Given all this, Do you all recommend doing an right paramedian esi at l5-s1 or at l4-5? She came into the office crying saying she was in such excruciating pain and just wanted it surgically repaired but no surgeon would see her as this “wasn’t urgent”

thanks in advance

L5-S1 intralaminar as an initial approach for me in this instance.
 
id be tempted to do the L5 TFESI anyway. Its the kost appropriate injection. Ive never had a reviewer ok one TYPE of ESI vs another
 
id be tempted to do the L5 TFESI anyway. Its the kost appropriate injection. Ive never had a reviewer ok one TYPE of ESI vs another
Me either. I’ve never heard of an insurer getting so involved. I would probably do a paramedian IL if it is as stenotic as you say, she’s already acute and hypersensitive, and I don’t have IV sedation. This is a case appropriate for IV sedation if you want TF.
 
thanks for the input everyone. unfortunately, this hasn't been the first issue I've had with this particular payer, which is a small insurance company here in the new england area. one other issue I had a few months ago was for a patient for whom I was requesting a repeat lumbar RF. She had a whole year of relief from the last one. They demanded I repeat at least one MBB to confirm that her pain was facet-mediated even though the patient said the pain was exactly the same as it was before the last RF.

I do really like the TFE idea but unfortunately I don't have access to IV sedation as I do them in the office with just local. Will do the interlam and hope for the best.

thanks again
 
thanks for the input everyone. unfortunately, this hasn't been the first issue I've had with this particular payer, which is a small insurance company here in the new england area. one other issue I had a few months ago was for a patient for whom I was requesting a repeat lumbar RF. She had a whole year of relief from the last one. They demanded I repeat at least one MBB to confirm that her pain was facet-mediated even though the patient said the pain was exactly the same as it was before the last RF.
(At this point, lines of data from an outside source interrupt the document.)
PR #6949, opened 2021-11-20
Correct missing key-value for stream_get_meta_data function

### LINKED ISSUE #6947: Missing key-value for stream_get_meta_data function
When [`stream_get_meta_data`](https://www.php.net/manual/en/function.stream-get-meta-data.php) is passed an SSL stream it will also have a `crypto` key on it.
The shape in that case should look like this:
```
array(8) {
  'crypto' =>
  array(4) {
    'protocol' =>
    string(7) "TLSv1.2"
    'cipher_name' =>
    string(29) "ECDHE-ECDSA-AES256-GCM-SHA384"
    'cipher_bits' =>
    int(256)
    'cipher_version' =>
    string(7) "TLSv1.2"
  }
  'timed_out' =>
  bool(false)
  'blocked' =>
  bool(true)
  'eof' =>
  bool(false)
  'stream_type' =>
  string(14) "tcp_socket/ssl"
  'mode' =>
  string(2) "r+"
  'unread_bytes' =>
  int(0)
  'seekable' =>
  bool(false)
}
```

For reproduction see here: https://psalm.dev/r/9c3df127fc

EDIT: To my surprise I also do not see this documented in PHP docs. However it is included in the stubs used by Phpstorm.

mallardduck:
This PR addresses the issue I reported here: https://github.com/vimeo/psalm/issues/6947

Fixes #6947

### DIFF
--- a/dictionaries/CallMap.php
+++ b/dictionaries/CallMap.php
@@ -13785,7 +13785,7 @@ return [
 'stream_get_contents' => ['string|false', 'stream'=>'resource', 'length='=>'int', 'offset='=>'int'],
 'stream_get_filters' => ['array'],
 'stream_get_line' => ['string|false', 'stream'=>'resource', 'length'=>'int', 'ending='=>'string'],
-'stream_get_meta_data' => ['array{timed_out:bool,blocked:bool,eof:bool,unread_bytes:int,stream_type:string,wrapper_type:string,wrapper_data:mixed,mode:string,seekable:bool,uri:string,mediatype:string}', 'stream'=>'resource'],
+'stream_get_meta_data' => ['array{timed_out:bool,blocked:bool,eof:bool,unread_bytes:int,stream_type:string,wrapper_type:string,wrapper_data:mixed,mode:string,seekable:bool,uri:string,mediatype:string,crypto?:mixed}', 'stream'=>'resource'],
 'stream_get_transports' => ['list<string>'],
 'stream_get_wrappers' => ['list<string>'],
 'stream_is_local' => ['bool', 'stream'=>'resource|string'],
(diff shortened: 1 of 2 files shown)


dictionaries/CallMap.php
```diff
@@ -13785,7 +13785,7 @@
 'stream_get_contents' => ['string|false', 'stream'=>'resource', 'length='=>'int', 'offset='=>'int'],
 'stream_get_filters' => ['array'],
 'stream_get_line' => ['string|false', 'stream'=>'resource', 'length'=>'int', 'ending='=>'string'],
-'stream_get_meta_data' => ['array{timed_out:bool,blocked:bool,eof:bool,unread_bytes:int,stream_type:string,wrapper_type:string,wrapper_data:mixed,mode:string,seekable:bool,uri:string,mediatype:string}', 'stream'=>'resource'],
+'stream_get_meta_data' => ['array{timed_out:bool,blocked:bool,eof:bool,unread_bytes:int,stream_type:string,wrapper_type:string,wrapper_data:mixed,mode:string,seekable:bool,uri:string,mediatype:string,crypto?:mixed}', 'stream'=>'resource'],
```
mallardduck, line 13788: Does psalm support the same logic internally for object-like arrays? Just want to be certain I can indicate this is a contextual return item `crypto?:mixed`.

weirdan: The same as what? If you're asking if you can have nested array shapes, then yes, you can.

Like this:
```
... seekable: bool, uri:string, mediatype:string, crypto?: array{protocol:string, cipher_name: string ... and so on}...
```

weirdan (approved):

weirdan:
Thanks!

Issue #6941, opened 2021-11-18
Static methods declared via `@method static ReturnType methodName()` do not inherit `__callStatic()` purity


Ocramius:
Given following example ( https://psalm.dev/r/c076bbc487 ):

```php
<?php

/**
 * @method self FOO()
 * @method static BAR()
 * @method static BAZ()
 *
 * @psalm-immutable
 */
class MyEnum
{
    const FOO = 'foo';
    const BAR = 'bar';
    const BAZ = 'baz';
    
    /** @psalm-pure */
    public static function __callStatic(string $name, array $params): static
    {
        throw new BadMethodCallException('not implemented');
    }
}

/** @psalm-pure */
function gimmeFoo(): MyEnum
{
    return MyEnum::FOO();
}
```

No errors are produced.

As soon as `@method static self FOO()` is declared (to make it clear that the dynamic method is only available when called statically), we get an error ( https://psalm.dev/r/327af3563f ):

```diff
<?php

/**
- * @method self FOO()
+ * @method static self FOO()
- * @method static BAR()
+ * @method static static BAR()
- * @method static BAZ()
+ * @method static static BAZ()
 *
 * @psalm-immutable
 */
class MyEnum
{
    const FOO = 'foo';
    const BAR = 'bar';
    const BAZ = 'baz';
    
    /** @psalm-pure */
    public static function __callStatic(string $name, array $params): static
    {
        throw new BadMethodCallException('not implemented');
    }
}

/** @psalm-pure */
function gimmeFoo(): MyEnum
{
    return MyEnum::FOO();
}
```

```
Psalm output (using commit 6097e02): 

ERROR: ImpureMethodCall - 26:20 - Cannot call an impure method from a pure context
```

Therefore, I'm wondering if:

 1. `vimeo/psalm` at `4.12.0` removed `__callStatic()` purity from `@method` definitions (worked in `4.10.0`
 2. I'm misusing `@method` by declaring the `static` modifier? :thinking:

orklah:
Probably related to https://github.com/vimeo/psalm/pull/6724, I'll check this later

Issue #3180, opened 2020-04-18
Purity of @methods in phpdocs


vudaltsov:
Psalm currently considers `@method static` to be pure by default. Is it on purpose? Seems to be an error.
Also I think that if `__callStatic` is `@pure`, then all `@method static` should be considered pure.
Same for dynamic methods.

https://psalm.dev/r/6da6503a47

muglug:
> Psalm currently considers @method static to be pure by default. Is it on purpose? Seems to be an error.

Not on purpose

> Also I think that if __callStatic is @pure, then all @method static should be considered pure.
Same for dynamic methods.

I think that's probably sane? But it's also a weird area where there's no obvious correct solution.

vudaltsov:
I personally don't care much about `@method`, I usually have real methods in my code :)

But today I was fixing an issue in `webmozart/assert` and decided to check why for example [`Assert:: nullOrString`](https://github.com/webmozart/assert/blob/master/src/Assert.php#L30) never throws an `ImpureMethodCall`.

zerkms:
@vudaltsov there is a relevant https://github.com/webmozart/assert/pull/126 that I'm trying to get done (not as fast as me and anyone else wanted, but my work + family require my attention too, so my apologies for that :-) )

PR #6953, opened 2021-11-21
check __callStatic purity instead of the pseudoMethod purity

orklah:
In https://github.com/vimeo/psalm/issues/3180, users reported that pseudo methods with `@method static` plus a return type were pure by default.

It was not accurate, it's just that impurity was not checked. In https://github.com/vimeo/psalm/pull/6724, I added code to check purity through __callStatic by checking the pure attribute of the pseudo method that was called.

It was successful in flagging impure calls in pure context but I did not see that the pure calls in pure context were now broken because I used the pure flag of the pseudo method (that is never flagged) instead of the pure flag of __callStatic itself.

This is now fixed and both way works, so this will fix https://github.com/vimeo/psalm/issues/6941

### DIFF
--- a/src/Psalm/Internal/Analyzer/Statements/Expression/Call/StaticMethod/AtomicStaticCallAnalyzer.php
+++ b/src/Psalm/Internal/Analyzer/Statements/Expression/Call/StaticMethod/AtomicStaticCallAnalyzer.php
@@ -469,6 +469,7 @@ class AtomicStaticCallAnalyzer
                 true,
                 $context->insideUse()
             )) {
+                $callstatic_storage = $codebase->methods->getStorage($callstatic_id);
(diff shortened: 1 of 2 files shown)


weirdan:
I wonder whether it would work with `usePhpDocMethodsWithoutMagicCall="true"`.

orklah:
> I wonder whether it would work with usePhpDocMethodsWithoutMagicCall="true".

Both tests I added use `__callStatic` so the property does nothing here (I tested that locally)

However, if you have this config and you try to call a static method declared in docblock, you have no way to declare the call as pure but Psalm won't complain about it.

It could be an enhancement

Ocramius:
Thanks @orklah!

I do really like the TFE idea but unfortunately I don't have access to IV sedation as I do them in the office with just local. Will do the interlam and hope for the best.

thanks again

What? Are you saying you won't do transforaminal because no sedation available?
 
thanks for the input everyone. unfortunately, this hasn't been the first issue I've had with this particular payer, which is a small insurance company here in the new england area. one other issue I had a few months ago was for a patient for whom I was requesting a repeat lumbar RF. She had a whole year of relief from the last one. They demanded I repeat at least one MBB to confirm that her pain was facet-mediated even though the patient said the pain was exactly the same as it was before the last RF.

I do really like the TFE idea but unfortunately I don't have access to IV sedation as I do them in the office with just local. Will do the interlam and hope for the best.

thanks again
I think the insurer was being reasonable wanting a block for the repeat RF. A whole year later it may be coming from other levels.
 
thanks for the input everyone. unfortunately, this hasn't been the first issue I've had with this particular payer, which is a small insurance company here in the new england area. one other issue I had a few months ago was for a patient for whom I was requesting a repeat lumbar RF. She had a whole year of relief from the last one. They demanded I repeat at least one MBB to confirm that her pain was facet-mediated even though the patient said the pain was exactly the same as it was before the last RF.

I do really like the TFE idea but unfortunately I don't have access to IV sedation as I do them in the office with just local. Will do the interlam and hope for the best.

thanks again

You don't need IV sedation for any epidural, whether it is foraminal or interlaminar. If your pt is nervous give them Valium PO.
 
You don't need IV sedation for any epidural, whether it is foraminal or interlaminar. If your pt is nervous give them Valium PO.
I disagree. It isn’t anxiety but discomfort. Plenty of times people with severe foraminal stenosis have no pain with the needle in place but jump when the contrast slowly starts flowing. Some pre-procedure hydrocodone helps those people I guess but they would still prefer an IV. I might sedate 1-2 people in a month for a TFESI.